Teesta Deal: India holds out hope
India yesterday held out hopes of the Teesta river water-sharing deal with Bangladesh and said not being able to reach the agreement cannot yet be termed a “failure” of Prime Minister Narendra Modi government's four-year rule as it still had one more year in office.
Asked by reporters if the inability to sign the Teesta deal could not be considered a failure of the Modi government since the Indian PM had insisted in April last year that it would happen during his tenure, Indian External Affairs Minister Sushma Swaraj said, “Our government has completed four years in office and still has one year to left.

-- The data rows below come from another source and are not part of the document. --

PR #785, opened 2016-10-30
Fix inconsistent caps usage in Indonesian translation

adhikasp:
This is small fixes that correcting various inconsistent capitalization usage in Indonesian translation. For rule of thumbs, capitalization usage in Bahasa Indonesia is similiar with English.

Example:
```xml
<source>Show tip of the day</source>
<translation>Tampilkan Tips</translation>
```

became
```xml
<source>Show tip of the day</source>
<translation>Tampilkan tips</translation>
```

Mention to @arifbobidinamik, the original Bahasa Indonesia translator.

### DIFF
--- a/translations/OpenOrienteering_id.ts
+++ b/translations/OpenOrienteering_id.ts
@@ -57,7 +57,7 @@
     <message>
         <location filename="../src/gui/widgets/general_settings_page.cpp" line="92"></location>
         <source>Show tip of the day</source>
-        <translation>Tampilkan Tips</translation>
+        <translation>Tampilkan tips</translation>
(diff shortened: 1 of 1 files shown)


dg0yt:
Thanks for the pull request. I will try to merge it later today. I would suggest to make changes directly in Weblate next time. Otherwise I could get conflicts when merging the translation from Weblate into Gituhb.

@arifbobidinamik  There also are some issues with special markers. Some days ago I extended the [information for translators](https://github.com/OpenOrienteering/mapper/wiki/Translation#information-for-translators) in the wiki with more details on the subject.

Issue #358, opened 2014-07-29
Select objects using tags


dg0yt:
**gandym01 reported on Sourceforge [[tickets:#358](https://sourceforge.net/p/oorienteering/tickets/358)]:**

In future, can a tool be provided to select objects on the basis of an imported tag(s)? For example, I imported a DXF file and found, via the tag editor, that the layer number was provided as a key-value pair (key:name, value:30). The ability to select all objects with a certain key-value pair(s) would make applying symbols to newly imported DXF data (that contains many different layers) much easier and give an effective workaround to [Ticket 288](https://sourceforge.net/p/oorienteering/tickets/288/).

Also, does this mean [Ticket 337](https://sourceforge.net/p/oorienteering/tickets/337/) might already be partially achieved?

gandym

mitchellkrome:
I have made a small widget that allows for selecting objects based on the tags. Open to any comments on the layout, otherwise can make a pull request with the code.

![tag_selector](https://cloud.githubusercontent.com/assets/8371236/20820320/32ca76ba-b886-11e6-944d-d7d41c5942c9.PNG)

dg0yt:
Basically looks good to me.
 - Instead of comparison "not", I would prefer "is not".
 - Is there any precedence of relation "or"/"and"?
 - Would it make sense for relation be the first column (empty/disabled for the first row)?
 - Is this the right thing for a dock widget, or should it be a dialog instead?

(I would have implemented a pure text search with keywords, but your approach is fine as well.)

mitchellkrome:
- Is there any precedence of relation "or"/"and"?

Precedence was something I had a bit of trouble working out how to do well with this sort of layout- the way I've written it now it evaluates top down with "and" and "or" having the same precedence.

- Would it make sense for relation be the first column (empty/disabled for the first row)?

First column makes more sense - I'll give it a go.

- Is this the right thing for a dock widget, or should it be a dialog instead?

Almost everything I've seen in mapper so far used these dockable type things so I just went with that because it gave me something to base the code off which already used a table, etc (This is the first time I've messed around with Qt). QGIS has a similar "select by value" feature which is a dialog and I find that it always gets in my way when I try to use it. With a dialog do you imagine some sort of one use popup that goes away when you make the selection, or just the same thing but it can't be docked into the interface?

[...]

PR #815, opened 2016-12-13
Add ability to select objects based on tags

mitchellkrome:
Provides a solution to #358.


dg0yt:
I made a number of changes, and I will give you a short time for review before merging this to master.

I thought again about operator precedence. Maybe the best would be to handle AND and OR differently, so that you can make expression of the effective form (a&&b) || (c&&d&&e) || (f). In the dialog, we could pad the AND with space in order to visualize the precedence. 
While writing these lines I realize that we could even short-circuit the evaluation then.

mitchellkrome:
All looks good to me! Few things I didn't think/know about, will keep them in mind. 

That style of precedence is probably more useful than how I have it set up now. It would probably be best to implement this by having makeQuery return a QString, and then have a small parser in ObjectQuery which generated the query from a string representation. I can give that a go over the coming days.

So, not reaching the Teesta treaty cannot yet be called a failure of this government.”
Swaraj made the remarks while addressing a press conference here, listing the achievements of the Modi government in foreign policy in the last four years.
Asked about the Teesta issue figuring in Bangladesh Prime Minister Sheikh Hasina's talks with Modi and West Bengal Chief Minister Mamata Banerjee on May 25 and 26, Swaraj said Mamata in April last year had given an alternative proposal of supplying the waters of Torsa river, instead of Teesta, as West Bengal would suffer if Teesta water had to be shared.

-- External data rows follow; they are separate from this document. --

PR #821, opened 2016-12-27
Add missing qtbase5-private-dev package in INSTALL.md for Linux build

bagage:
I also removed commas so that one can copy the whole line directly to the terminal.

### DIFF
--- a/INSTALL.md
+++ b/INSTALL.md
@@ -74,7 +74,7 @@ PROJ.4 library and of CUPS are installed. For a Ubuntu or Debian system, install
 
 For using the Qt libraries provided by the repositories, the following packages
 need to be installed:
-`qt5-default` (>= 5.2), `qttools5-dev`, `qttools5-dev-tools`, `libqt5sql5-sqlite`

Swaraj said hydrology experts were still studying the feasibility of Mamata's alternative proposal and were yet to submit a report on their findings.
She said the federal Indian government could not bypass the West Bengal government as it was the state which had to share the Teesta waters and had to weigh pros and cons of how much would be affected by the proposed deal.
“So, West Bengal and Chief Minister Mamata ji have a role to play in this, which the central government cannot overlook,” the external affairs minister remarked.
Mamata had vetoed the Teesta deal since September 2011 and had opted out of a trip with the then Indian PM Manmohan Singh to Dhaka to sign the treaty.
Mamata also repeatedly made it clear that she could not ignore the interests of the northern part of West Bengal while sharing Teesta water as it was the main lifeline in the northern region for irrigation, power generation and drinking. She argued that farmers in northern West Bengal would be severely affected if the Teesta's water flow decreased due to sharing as there were already a numbers of dams on the river.